A fine quality French ormolu, gilt bronze, mantel clock
with Blue porcelain panels in the Sevres manner, circa
1870.
The ornate case with finely cast detailed mouldings and
cornice, surmounted by a porcelain floral decorated urn,
the front and sides set with porcelain plaques, raised on
toupie feet, the dial flanked by finely cast caryatids.
The hand painted porcelain dial with Roman numeral
chapter ring decorated with floral motifs to the centre
and further floral decoration above, below beautifully
painted fruit with matching blue plaques to the sides also
decorated with floral motifs and musical instrutment.
The fully restored spring driven twin barrel movement,
striking the hours on a single bell.
Stamped to the backplate JBD (Jean Baptiste Delettrez) and
numbered 32191 12 - 2.
Gilded brass hands
This small sized high quality mantel clock is in fine
condition with the movement fully restored by our FBHI
and Worshipful Clockmakers Company awarded horologist.
Jean-Baptiste Delettrez (1 May 1816 – 25 May 1887) was
a renowned 19th-century French clockmaker.
Delettrez and Achille Brocot, son of the respected
clockmaker Louis-Gabriel Brocot, established the
clockmaking company "Brocot et Delettrez" in Paris on 20
October 1851, with premises at 62 Rue Charlot.
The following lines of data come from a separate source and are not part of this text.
PR #5567, opened 2026-06-09
feat: Add the option of bin counting histograms for the surfaces material maps

dimitra97:
This PR introduces the possibility of recording the bin counts optionally and create an extra histogram in the material maps for every mapped surface.

It has been enabled by a flag when estimating the total average material to optionally record the bin counts and pass it in the constructor of the `BinnedSurfaceMaterial` (otherwise an empty matrix is passed).

It can be useful for statistical studies (how many bins have been mapped with how many hits etc during the material mapping) as a root macro that I have included can show this use case.

I tried to make it as simple as possible and not to affect much clients' side and experiments that already rely on these functions. 

--- END COMMIT MESSAGE ---

Tagging @asalzburger @noemina


Examples/Scripts/MaterialMapping/Mat_map_stats.C
andiwand, line 1: I wonder if we should add more ROOT scrips or rather start to get rid of them. not that untested Python code is much better but I think we have more integration towards testing for it. `*.C` flags that it is broken to me 😅

dimitra97: if we want to move away from the root script, I can move it to python scrips - no problem :)

Core/include/Acts/Material/BinnedSurfaceMaterial.hpp
```diff
@@ -34,10 +34,12 @@ class BinnedSurfaceMaterial : public ISurfaceMaterial {
   /// @param binUtility defines the binning structure on the surface (copied)
   /// @param materialVector is the vector of material slabs as recorded (moved)
   /// @param splitFactor is the pre/post splitting directive
+  /// @param binCounts is the vector of the bin counts recorded
   /// @param mappingType is the type of surface mapping associated to the surface
   BinnedSurfaceMaterial(const BinUtility& binUtility,
                         MaterialSlabVector materialVector,
                         double splitFactor = 0.,
+                        std::vector<unsigned int> binCounts = {},
```
andiwand, line 42: for this to be non-breaking the parameter would have to be the last one

Core/include/Acts/Material/BinnedSurfaceMaterial.hpp
```diff
@@ -46,10 +48,12 @@ class BinnedSurfaceMaterial : public ISurfaceMaterial {
   /// @param binUtility defines the binning structure on the surface (copied)
   /// @param materialMatrix is the matrix of material slabs as recorded (moved)
   /// @param splitFactor is the pre/post splitting directive
+  /// @param binCounts is the matrix of the bin counts recorded
   /// @param mappingType is the type of surface mapping associated to the surface
   BinnedSurfaceMaterial(const BinUtility& binUtility,
                         MaterialSlabMatrix materialMatrix,
                         double splitFactor = 0.,
+                        std::vector<std::vector<unsigned int>> binCounts = {},
```
andiwand, line 56: same here

Core/include/Acts/Material/AccumulatedSurfaceMaterial.hpp
```diff
@@ -142,8 +142,10 @@ class AccumulatedSurfaceMaterial {
   void trackAverage(const Vector3& gp, bool emptyHit = false);
 
   /// Total average creates SurfaceMaterial
-  /// @return Unique pointer to the averaged surface material
-  std::unique_ptr<const ISurfaceMaterial> totalAverage();
+  /// @param recordBinCounts flag to record the counts of the mapped bins from all the tracks
+  /// @return Unique pointer to the surface material with the bin counts information if enabled
+  std::unique_ptr<const ISurfaceMaterial> totalAverage(
+      bool recordBinCounts = false);
```
andiwand, line 148: I wonder if we really want to pipe everything through the reconstruction abstraction. if these were two different interfaces we could leave the reco untouched

one way out might be to containerize the accumulated material with dynamic columns and trimming that for reconstruction purposes

but all of this is rather long term compared to this change here

cc @asalzburger

asalzburger: Indeed, the GridSurfaceMaterial has already some sort of containerized option. I am sort of waiting until we have the axis work through to clean this one up - probably we wait for the binCounts to added at that stage then?

dimitra97: ok sounds like an option. I draft it for now and go with the  containerized option, once the axis refactoring is also done

PR #5571, opened 2026-06-10
feat(python): add mutable EventData proxy bindings with lifetime safety

EliMe5:
feat(python): add mutable EventData proxy bindings with lifetime safety

Add mutable Python bindings for `SpacePointContainer2`,
`SeedContainer2`, and measurement containers, together with lifetime-safe
proxy and iterator handling.

Python proxies currently hold raw pointers into their backing C++
containers. If the container is consumed by a `std::unique_ptr<T>`
transfer, for example through the whiteboard, the Python wrapper can
remain alive while the C++ object has been moved out. Accessing an
existing proxy then dereferences freed memory.

This PR introduces `ProxyTether`, a binding-side wrapper that keeps the
owning `py::object` and revalidates it before proxy access. If the
backing container has been disowned, access now raises `ValueError`
instead of causing undefined behaviour or a segfault.

Also guard optional `SpacePointColumns` access so missing columns raise
`AttributeError` instead of relying on C++ assertions.

--- END COMMIT MESSAGE ---

## Changes

* Add mutable `SpacePointContainer2` / `MutableSpacePointProxy2` bindings:

  * `createSpacePoint()`
  * `__getitem__`
  * `__iter__`
  * guarded read/write access for scalar and array columns
* Add `SeedContainer2` / `MutableSeedProxy2` bindings:

  * `createSeed()`
  * `assignSpacePointContainer()`
  * `assignSpacePointIndices()`
  * read/write `quality` and `vertexZ`
* Make `MeasurementContainer` / `MeasurementSubset` proxy access use tethered proxies.
* Add checked iterator handling for example flat multimaps.
* Add `py::keep_alive` to `ConstTrackContainer` proxy accessors.

## `ProxyTether`

`ProxyTether` stores the Python owner object, the proxy value, and a type-erased owner-validity check.

Before each proxy access, the owner is re-cast to the backing C++ type. If pybind11's `smart_holder` has disowned the object after a `unique_ptr<T>` transfer, this fails and is translated into a Python `ValueError`.

This handles both relevant lifetime cases:

* the ordinary Python GC path, because the owner `py::object` is retained;
* the whiteboard/disown path, because the owner is revalidated before access.

## Tests

Adds a test-only pybind11 module, `_acts_core_test_bindings`, with helpers that consume `SpacePointContainer2` and `SeedContainer2` via `std::unique_ptr<T>`. This reproduces the same disowning behaviour as the whiteboard without depending on `acts.examples`.

`test_event_data.py` now covers:

* mutable space point proxy read/write,
* all-columns round trip,
* missing-column `AttributeError`,
* seed container/proxy access,
* fail-loud behaviour after disown for space point and seed proxies,
* proxy survival after Python GC.

All added tests pass.

## Known follow-up work

This PR focuses on proxies and iterators whose own backing container has been consumed/disowned. It does not fully solve separate cross-owner or buffer-lifetime cases, including:

* `sourceLinks` sub-iterators whose underlying container is transferred after the iterator is created;
* `SeedContainer2` references to an assigned `SpacePointContainer2` if future Python APIs expose dereferencing that relationship;
* `TrackProxy` objects kept alive after `makeConst()` drains the mutable track container;
* `MeasurementSubset` views after the original `MeasurementContainer` is independently transferred;
* NumPy arrays that outlive move-only backing storage.

Those require separate true-owner or buffer-base lifetime handling and are left for follow-up PRs.

cc @benjaminhuth @andiwand


Python/Utilities/include/ActsPython/Utilities/ProxyTether.hpp
andiwand, line 1: I am unsure if this complexity is necessary. The idea of the proxies is that the container stays in one place, if that changes it is the users responsibility to create new proxies. This is similar to C++ iterators and how they "invalidate" in certain situations.

since we capture the container with a `std::unique_ptr` it should always stay on the same address and the proxies should be stable after the creation of the container and after the container goes to the whiteboard. I believe during this transition we `std::move` the container which will change the container address?

is it possible to restructure the code so we do not hold on to proxies when this transition happens?

cc @benjaminhuth

andiwand: it might be a similar story like the python specific readers and writers. the question is if we want to buy into an all-the-way python look and feel interface which requires all these wrappers to avoid segfaults and look nice. cc @paulgessinger

Python/Utilities/include/ActsPython/Utilities/ProxyTether.hpp
```diff
@@ -0,0 +1,168 @@
...
+  return [assign = std::move(assign)](Tether& self, const V& value) {
+    assign(self.checked(), value);
+  };
+}
+
+/// A Python iterator that gates an underlying pybind11 iterator on the owner
+/// still being alive. Used for containers whose iteration yields values/pairs
+/// whose Python conversion is still registered (e.g. the flat multimaps).
+template <typename Container>
+struct CheckedIterator {
```
benjaminhuth: Hmm maybe we can make the naming consistent with the `Tether` naming used above...

andiwand:
drafting for now until we have a conclusion on the discussion which takes load off the gitlab ci

Python/Core/tests/DisownTestBindings.cpp
benjaminhuth, line 1: Not sure if we want to have a C++ file here, I think we can also have other test-related functionality `src` folders (e.g., for histogram creation)

Python/Utilities/include/ActsPython/Utilities/ProxyTether.hpp
```diff
@@ -0,0 +1,168 @@
...
+/// Return whether `owner`'s wrapped C++ container is still owned (not disowned
+/// by a whiteboard transfer). Implemented by attempting to re-acquire the C++
+/// reference: this throws iff the instance was disowned. Any pending Python
+/// error from the failed cast is cleared so the caller can raise a clean one.
+template <typename Container>
+bool ownerAlive(const pybind11::object& owner) {
+  try {
+    owner.cast<const Container&>();
+    return true;
+  } catch (...) {
```
benjaminhuth, line 42: `(...)` is generally not great, is it possible to name the exception we want to catch here?

Python/Utilities/include/ActsPython/Utilities/ProxyTether.hpp
```diff
@@ -0,0 +1,168 @@
...
+/// rather than a Container template parameter, so a single bound proxy type can
+/// be produced by several different container types (e.g. a measurement proxy
+/// returned by both MeasurementContainer and MeasurementSubset).
+template <typename Proxy>
+struct ProxyTether {
+  using AliveFn = bool (*)(const pybind11::object&);
+
+  pybind11::object owner;
+  Proxy proxy;
+  AliveFn aliveFn;
```
benjaminhuth, line 59: I wonder if it would be nice to pull the `ownerAlive` function into the `ProxyTether` class, and provide an additional template parameter `Owner`? Are there cases we want another alive function?
Then we also wouldn't handle the case of `aliveFn == nullptr` below.

Python/Utilities/include/ActsPython/Utilities/ProxyTether.hpp
```diff
@@ -0,0 +1,168 @@
...
+  }
+}
+
+/// Tethers a C++ proxy to its parent container's Python object. The disown
+/// check is type-erased via a function pointer (`&ownerAlive<Container>`)
+/// rather than a Container template parameter, so a single bound proxy type can
+/// be produced by several different container types (e.g. a measurement proxy
+/// returned by both MeasurementContainer and MeasurementSubset).
+template <typename Proxy>
+struct ProxyTether {
```
benjaminhuth, line 54: In general I wonder if a proper class with constructor would make sense here to avoid uninitialized objects...

Python/Utilities/include/ActsPython/Utilities/ProxyTether.hpp
```diff
@@ -0,0 +1,168 @@
...
+      .def("__next__", &CheckedIterator<Container>::next);
+}
+
+/// A Python iterator over an index-accessible container that yields freshly
+/// tethered proxies. Used for containers whose proxy type is itself bound as a
+/// ProxyTether (so a plain make_iterator over raw proxies would hit an
+/// unregistered type). `maker(owner, container, index)` builds the tethered
+/// proxy for each element.
+template <typename Container>
+struct CheckedIndexIterator {
```
benjaminhuth: Can this not follow the pattern as above of having a `inner` iterator that doe the iteration, and only wraps the creation of the `ProxyTether`? Maybe I'm missing something, but, having an index count here seems odd to me...

benjaminhuth (commented):
Hi, really cool initiative. I think personally it would be cool to have a mechanism like this to avoid segfaults on the python-level that are due to our C++ ownership model.
I think there are still some things to be discussed about the implementation.

Python/Utilities/include/ActsPython/Utilities/ProxyTether.hpp
benjaminhuth: Hmm not sure we can solve all issues related to this with pointer stability, as we have also `moveToConst`, consuming handles, and potential use of proxies after `s.run()` finishes, when all whiteboards are destroyed. 

So in some cases the memory is literally freed already on the C++ side, and we should not try to keep a pointer to this without beeing attached to the livecycle...

In general I like the approach, maybe we can think if we can reduce complexity in some cases a bit (e.g, iterators)

EliMe5: I agree with you that in C++, iterator invalidation is standard and the user's responsibility. But the reason I added the security is that the existing (before this PR) bindings already invited users to use the bindings in a "python-way" with, for example, the memory arrays to Python users through NumPy. The main danger isn't necessarily a loud segfault, but rather UB/UAF. Because Python doesn't have strict scoping or compile-time lifetime checks like C++, a user can easily save a proxy to a variable and later unknowingly read freed memory or uninitialised columns. This can silently corrupt physics data without crashing the program.

Finally, the reason I created a separate `ProxyTether.hpp` file is to avoid redundant code and to follow the existing utilities pattern. But this is definitely an architectural choice, and I can modify the code accordingly.

Python/Utilities/include/ActsPython/Utilities/ProxyTether.hpp
andiwand, line 54: `ProxyTether` is not really tied to proxies, right? it could be used for anything that has the same ownership concept

Python/Utilities/include/ActsPython/Utilities/ProxyTether.hpp
```diff
@@ -0,0 +1,168 @@
...
+  /// Validate the container is still owned, then return the proxy. Throws
+  /// pybind11::value_error (a Python ValueError) if it was consumed.
+  const Proxy& checked() const {
+    validate();
+    return proxy;
+  }
+  Proxy& checked() {
+    validate();
+    return proxy;
+  }
```
andiwand, line 85: for proxies I don't think the non `const` is used? if we widen the scope of this shell it can be

Python/Utilities/include/ActsPython/Utilities/ProxyTether.hpp
EliMe5: Yes, I tried to keep it general for flexibility, but that is true; the naming then is a bit restrictive. Perhaps I could rename it to `OwnershipTether`?

andiwand: thinking about it further `ProxyTether` might be the best choice for now. the pattern is more generic than for proxies but we will only use it in that case for now I believe

paulgessinger: Doesn't pybind11 give you the ability to mark something as "internal reference"?

benjaminhuth: I don't think so, because the problem is different:
`keep_alive` and `return_value_policy::internal_reference` keep the parent object alive if it goes out of scope and the proxy is still valid.

In our case, we might have the inverse situation:
The python object might still be there, but the underlying C++ memory might be moved away or so.

benjaminhuth: A different approach would be to completely avoid `std::move` on the python -> c++ boundary and to copy always. then livetime should work...

Python/Core/tests/DisownTestBindings.cpp
```diff
@@ -0,0 +1,35 @@
...
+
+namespace py = pybind11;
+
+PYBIND11_MODULE(_acts_core_test_bindings, m) {
+  m.doc() = "Test-only helpers to disown ACTS EventData containers";
+
+  // Taking the argument by std::unique_ptr<T> tells pybind11's smart_holder to
+  // disown the Python wrapper (and frees the object when the unique_ptr goes
+  // out of scope) -- exactly what WhiteBoardRegistry::fromPython does.
+  m.def("consume_spacepoints",
```
benjaminhuth: I think we can do this with the whiteboard actually, it has mechanisms to consume handles. If that for some reason doesn't work, you could put it in the relevant `EventData.cpp`, so we avoid creating an extra cpp file.

Python/Utilities/include/ActsPython/Utilities/ProxyTether.hpp
EliMe5: I used `catch (...)` because pybind11's `smart_holder` throws an undocumented, implementation-specific exception when casting a disowned object.

Python/Utilities/include/ActsPython/Utilities/ProxyTether.hpp
EliMe5: I tried it, but it breaks `MeasTether` in `Examples`, which wraps measurements owned by both `MeasurementContainer` and `MeasurementSubset`. Since pybind11 requires a strict 1-to-1 C++ to Python type mapping, keeping `aliveFn` as a runtime function pointer is required here to act as type erasure. 
I added the constructor to ensure `aliveFn` is never uninitialised.

Python/Utilities/include/ActsPython/Utilities/ProxyTether.hpp
EliMe5: The non-const `checed()` is actively used. `tetheredWrite` and the `assignSpacePointIndices`/`assignSourceLinks` lambdas all call it on mutable proxies.

Python/Core/tests/DisownTestBindings.cpp
EliMe5: I put it in `EventData.cpp` because using the whiteboard would require the tests to depend on the examples, which is hard to justify architecturally. Because the core bindings don't expose direct whiteboard control.

Python/Utilities/include/ActsPython/Utilities/ProxyTether.hpp
EliMe5: We need the index count here because `py::make_iterator` would yield raw C++ proxies, which aren't registered Python types. The index lets us construct the registered `ProxyTether` wrappers on the fly for each element during iteration.

Python/Core/tests/DisownTestBindings.cpp
benjaminhuth: Hmm not sure if I agree, because the test could live in `Python/Examples/tests` and cover all EDM types... But fine for me to do it like that as well.

benjaminhuth (approved):
LGTM

PR #5572, opened 2026-06-10
fix: the perigee stopper

niermann999:
As it is used in an open PR in traccc, but not in detray, this testing actor broke in the meantime

--- END COMMIT MESSAGE ---


stephenswat (approved):
LGTM.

Their
speciality was a range of clocks based on the innovations
of Brocot père and his other son Antoine, but generally of
Achille's greatly advanced original design, some having a
unique single-arm double-wheel escapement, some having a
temperature-compensated pendulum, some having two dials,
one of which showed the time and the other which showed a
calendar and often other information such as phases of the
moon, times of sunrise & sunset in Paris, etc. The
firm was awarded a 1st class prize at the Paris World
Exposition of 1857 for a commercial clock of this type.
This innovative and fruitful partnership continued until
the death of Brocot fils in 1878, after which event
Delettrez continued on his own. His typical later product
was a conventional 8-day mantle clock that struck the
hours and half-hours, still based on the standard Brocot
escapement and suspension that he had helped to refine.
These elegant and much-admired timepieces were typically
made to order for retailers, including several in Britain,
with dials carrying the name of the retailer rather than
that of their maker, but whose mechanism was stamped with
the cartouche (JBD).
He married his cousin Caroline Delettrez in Paris on 2
April 1845. They had two sons, Louis and Jules, both of
whom later carried on the family tradition of
metalworking, the former as a manufacturer of bronze
objets d'art and the latter as a goldsmith.